Any thoughts about the composer the author Milan Kundera christened "the prophet of insensibility?" Personally, I disagree completely with Kundera's assessment (though it was meant in a positive fashion): recondite mathematics or not, there is plenty of emotion in Xenakis' best music.

val

It is difficult to understand Kundera words. I suspect that he never heard some of the greatest works of Xenakis. It is absurd to say that "Nuits", one of the most impressive and terrifying works of our time, shows "insensibility".
The same with masterpieces like Medea or Komboi.

paul

Quote from: gomro on May 10, 2007, 01:54:54 PM
Any thoughts about the composer the author Milan Kundera christened "the prophet of insensibility?" Personally, I disagree completely with Kundera's assessment (though it was meant in a positive fashion): recondite mathematics or not, there is plenty of emotion in Xenakis' best music.

Xenakis would disagree with the idea of his music having emotions. Xenakis seemed to firmly believe that his music only expressed music and I don't believe that he had any intent of expressing emotions through his music given his attention to timbre and structure. Additionally, I can see Xenakis thinking of emotion in music as being manipulative, given his thoughts about freedom and music. At the premiere performance of La Légende d'Eer, he wrote in the introductory notes: "Music is not a language. Any musical piece is akin to a boulder with complex forms, with striations and engraved designs atop and within, which men can decipher in a thousand different ways without ever finding the right answer or the best one." I'd be interested in reading what Kundera has to say about Xenakis and what he means by insensibility.

gomro

Quote from: paul on May 12, 2007, 07:02:59 AM
Xenakis would disagree with the idea of his music having emotions. Xenakis seemed to firmly believe that his music only expressed music and I don't believe that he had any intent of expressing emotions through his music given his attention to timbre and structure. Additionally, I can see Xenakis thinking of emotion in music as being manipulative, given his thoughts about freedom and music. At the premiere performance of La Légende d'Eer, he wrote in the introductory notes: "Music is not a language. Any musical piece is akin to a boulder with complex forms, with striations and engraved designs atop and within, which men can decipher in a thousand different ways without ever finding the right answer or the best one." I'd be interested in reading what Kundera has to say about Xenakis and what he means by insensibility.

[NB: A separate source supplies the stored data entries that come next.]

PR #673, opened 2020-04-22
Feature/rs 772 782 778

aChanEP:
Description:

https://elasticpath.atlassian.net/browse/RS-778
https://elasticpath.atlassian.net/browse/RS-782

This PR is the first step in many bundle sizing refactors that will help with performance.

Specifically this PR tackles initial load time performance with:

1. Splitting up routes to be lazy loaded.  So that the initial bundle size downloaded and parsed is smaller and ultimately leads the user to hit that first uncached page faster.
(container chunks are asynchonously fetched, the page renders as soon as the routed page chunk returns).  If the application is B2c mode B2b routes are entirely not bundled.

2. Lazy load VR dependancies and code to remove warnings from aframe library and lower the initial size of dependancies on initial load.

To see performance gains head into chrome dev tools performance tab to check on differences.
WebpackBundleAnalyzer is also helpful.

Linting:

- [x] No linting errors

Tests:

- [x] Manual tests

Documentation:


src/b2bRoutes.ts
```diff
@@ -0,0 +1,219 @@
...
+  const RequisitionList = import(/* webpackChunkName: "RequisitionList" */ './containers/b2b/RequisitionList');
+  const RequisitionPageMain = import(/* webpackChunkName: "RequisitionPageMain" */ './containers/b2b/RequisitionPageMain');
+
+  /** All B2C routes */
+  /** Place the most likely first-visit-pages to be fetched first! */
+  const HomePage = import(/* webpackChunkName: "HomePage" */ './containers/HomePage');
+  const CartPage = import(/* webpackChunkName: "CartPage" */ './containers/CartPage');
+  const ProductDetailPage = import(/* webpackChunkName: "ProductDetailPage" */ './containers/ProductDetailPage');
+  const ProfilePage = import(/* webpackChunkName: "ProfilePage" */ './containers/ProfilePage');
+  const CategoryPage = import(/* webpackChunkName: "CategoryPage" */ './containers/CategoryPage');
```
dusanradovanovic, line 36: We shouldn't break our base components like CategoryPage into separate chunks. This will trigger many fetches in order to just show categories/products/cart and our own components aren't so big anyways. I think the better strategy would be to separate chunks into:
- Chunk 1: Our "base" components ie. everything you need to do the most basic commerce.
- Chunk 2: Our "additional" components, like b2b and everything you don't absolutely have to have for the basic commerce.
- All large imports that are not required for Chunk 1 should be one per chunk (think aframe and other large imports).
- Webpack will automatically bundle all remaining imports into the "vendor" bundle.

This way we optimize for great UX when all you need is to visit site/make a quick purchase etc. This is critical as most people do just that especially on mobile where network might be slower. If you need b2b you are probably on desktop anyway and you have different expectations. Same goes for aframe and other integrations, if you click on a 3d model you kind of expect it will take tame to load.

Let's discuss this further on our standup tomorrow.

aChanEP: This approach may slow down that initial first pixel that the user sees because the first chunk that is loaded is larger.  Although I do agree that the number of asynchronous requests may have become too high here.  I'll revisit this and try and find a good balance between numberof asynchonous requests vs bundle size.  Hopefully I find a balance with compelling numbers.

Xenakis is correct about music (Stravinsky said much the same thing), but if he denied emotions in his work, he missed the depth of his own analogy. Men will "decipher" boulders or clouds or music "in a thousand different ways," and they will bring their own cultural and intellectual baggage to the game as well. Thus, to one listener, Jonchaies seems to be unbridled rage, to another a spaceship voyage, to yet a third a Rubik's cube of musical timbres, pitches and rhythms -- and each of these will also have emotional response based on their analysis of what they hear.   Even Kundera, in his tribute "Prophet of the Insensible," states that he found pleasure in listening to Xenakis' work, while simultaneously confessing its complexity and intellectualism. (I am trying to find the precise quote; it's not in English on Google, anyway. I'll dig it up eventually...)

bhodges

Xenakis is one of my favorite composers, even though I've just heard the tip of the iceberg as far as his massive output is concerned.  But Erikhthon has become a favorite, as has Nuits.  I haven't yet heard anything by him I haven't liked.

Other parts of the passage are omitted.